Around the Emirates – Serious diplomatic crisis between four Gulf States and Lebanon


Like Saudi Arabia, Bahrain and Kuwait, the United Arab Emirates are showing their solidarity with the Kingdom of Saudi Arabia.

George Kordahi, the Lebanese information minister, had criticized Saudi Arabia's intervention in the war in Yemen.

George Kordahi, the Lebanese information minister, had criticized Saudi Arabia’s intervention in the war in Yemen.


The United Arab Emirates on Saturday recalled its diplomats to Beirut, the fourth Gulf state to retaliate against Lebanon after a Lebanese minister criticized Saudi Arabia’s intervention in the war in Yemen.

This grave crisis comes as the government of Lebanese Prime Minister Najib Mikati bet on possible financial aid from wealthy Gulf monarchies to revive the economy of the completely collapsing country. Najib Mikati distanced himself from statements made by Information Minister George Kordahi, who was appointed to the government by a Christian party allied with the pro-Iranian movement Hezbollah, a heavyweight in Lebanese politics, and implicitly called for his resignation .

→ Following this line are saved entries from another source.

PR #50, opened 2021-10-05
Remove ring global metrics

treid314:
**What this PR does**: This is a refactor of the global metrics in Lifecycler and Ring in the Ring package. Since this is a shared base library we want to remove all global metrics and allow uses to decide how they want to register metrics. This also allows us to use these metrics in a similar fashion for cortex.

**Checklist**
- [-] Tests updated

### DIFF
--- a/ring/ring.go
+++ b/ring/ring.go
@@ -15,6 +15,7 @@ import (
 	"github.com/go-kit/kit/log/level"
 	"github.com/pkg/errors"
 	"github.com/prometheus/client_golang/prometheus"
+	"github.com/prometheus/client_golang/prometheus/promauto"
 
 	"github.com/grafana/dskit/kv"
 	shardUtil "github.com/grafana/dskit/ring/shard"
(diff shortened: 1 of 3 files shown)


ring/ring.go
```diff
@@ -563,25 +565,15 @@ func (r *Ring) countTokens() (map[string]uint32, map[string]uint32) {
...
-			id,
-		)
-		ch <- prometheus.MustNewConstMetric(
-			r.numTokensDesc,
-			prometheus.GaugeValue,
-			float64(numTokens[id]),
-			id,
-		)
+		r.memberOwnershipGaugeVec.WithLabelValues(id).Set(float64(totalOwned) / float64(math.MaxUint32))
+		r.numMembersGaugeVec.WithLabelValues(id).Set(float64(numTokens[id]))
```
pracucci, line 576: This is not correct. It was `numTokensDesc` before.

For experts, the crisis goes beyond the minister’s words and reflects a struggle for influence between Shiite Iran and Sunni Saudi Arabia, for which Lebanon is paying a heavy price. After Saudi Arabia, Bahrain and Kuwait, the United Arab Emirates, in “solidarity” with Saudi Arabia, announced the withdrawal of their diplomats from Lebanon. They also banned Emirati citizens from traveling to Lebanon.

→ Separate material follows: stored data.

PR #56, opened 2021-10-07
grpcclient: Make keepalive time and timeout into config parameters

aknuds1:
**What this PR does**:
In `grpcclient` package, make ping time and timeout into configuration parameters so each app can control them instead of having to use hardcoded values. Also add a test.

**Checklist**
- [x] Tests updated

### DIFF
--- a/crypto/tls/tls.go
+++ b/crypto/tls/tls.go
@@ -163,8 +163,8 @@ var WithInsecure = func() grpc.DialOption {
 }
 
 // GetGRPCDialOptions creates GRPC DialOptions for TLS.
-func (cfg *ClientConfig) GetGRPCDialOptions(enabled bool) ([]grpc.DialOption, error) {
-	if !enabled {
+func (cfg *ClientConfig) GetGRPCDialOptions(tlsEnabled bool) ([]grpc.DialOption, error) {
+	if !tlsEnabled {
 		return []grpc.DialOption{grpc.WithTransportCredentials(insecure.NewCredentials())}, nil
 	}
 


grpcclient/grpcclient.go
```diff
@@ -91,13 +98,29 @@ func (cfg *Config) DialOption(unaryClientInterceptors []grpc.UnaryClientIntercep
...
+		withStreamInterceptor(middleware.ChainStreamClient(streamClientInterceptors...)),
+		withKeepaliveParams(keepalive.ClientParameters{
+			Time:                time.Duration(cfg.KeepaliveTime) * time.Second,
+			Timeout:             time.Duration(cfg.KeepaliveTimeout) * time.Second,
 			PermitWithoutStream: true,
 		}),
 	), nil
 }
+
+var withDefaultCallOptions = func(cos ...grpc.CallOption) grpc.DialOption {
```
pstibrany, line 112: Instead of using global variables for these, can they be passed to `dialOption` as parameters? (Default publicly-exported `DialOption` would just use grpc-functions). This avoids needing setup and cleanup, and can be hidden into “fakeDialOption” method or similar.

grpcclient/grpcclient_test.go
```diff
@@ -0,0 +1,121 @@
...
+				Timeout:             20 * time.Second,
+				PermitWithoutStream: true,
+			},
+		},
+	}
+
+	opts, err := cfg.DialOption(nil, nil)
+	require.NoError(t, err)
+
+	assert.Empty(t, cmp.Diff(expOpts, opts))
```
pstibrany, line 120: assert.Equals will already print expected and real values if the check fails. Perhaps not as nice, but doesn’t require another dependency.

aknuds1: @pstibrany I can try `assert.Equals` again, but it wasn't working for me initially due to being too naïve (this is the benefit of go-cmp, that it's a more advanced comparer).

grpcclient/grpcclient.go
```diff
@@ -23,6 +23,15 @@ type Config struct {
 	GRPCCompression string  `yaml:"grpc_compression"`
 	RateLimit       float64 `yaml:"rate_limit"`
 	RateLimitBurst  int     `yaml:"rate_limit_burst"`
+	// KeepaliveTime is the number of seconds after which the client will ping the server in case of inactivity.
+	//
+	// See `google.golang.org/grpc/keepalive.ClientParameters.Time` for reference.
+	KeepaliveTime int64 `yaml:"ping_time"`
```
pracucci, line 29:
```suggestion
	KeepaliveTime int64 `yaml:"keepalive_time"`
```

grpcclient/grpcclient.go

Earlier in the day, Kuwait announced the recall of its ambassador to Lebanon for consultations and “the departure of the Lebanese chargé d’affaires within 48 hours.” He justified his decision with the Lebanese government’s “failure to respond to the unacceptable and reprehensible statements made against Saudi Arabia and the rest (six countries) of the Gulf Cooperation Council (GCC).”

“Personal opinion”

In an Aug. 5 television program aired on Monday, George Kordahi, who was not yet a minister, called the intervention of the Riyadh-led military coalition in the war in Yemen against power and rebels “absurd” and claimed that the insurgents defended themselves “against external aggression”. This coalition, which intervened in Yemen in 2015 and also includes the United Arab Emirates and Bahrain, supports power against the Houthi rebels, backed by Iran, Saudi Arabia’s great rival.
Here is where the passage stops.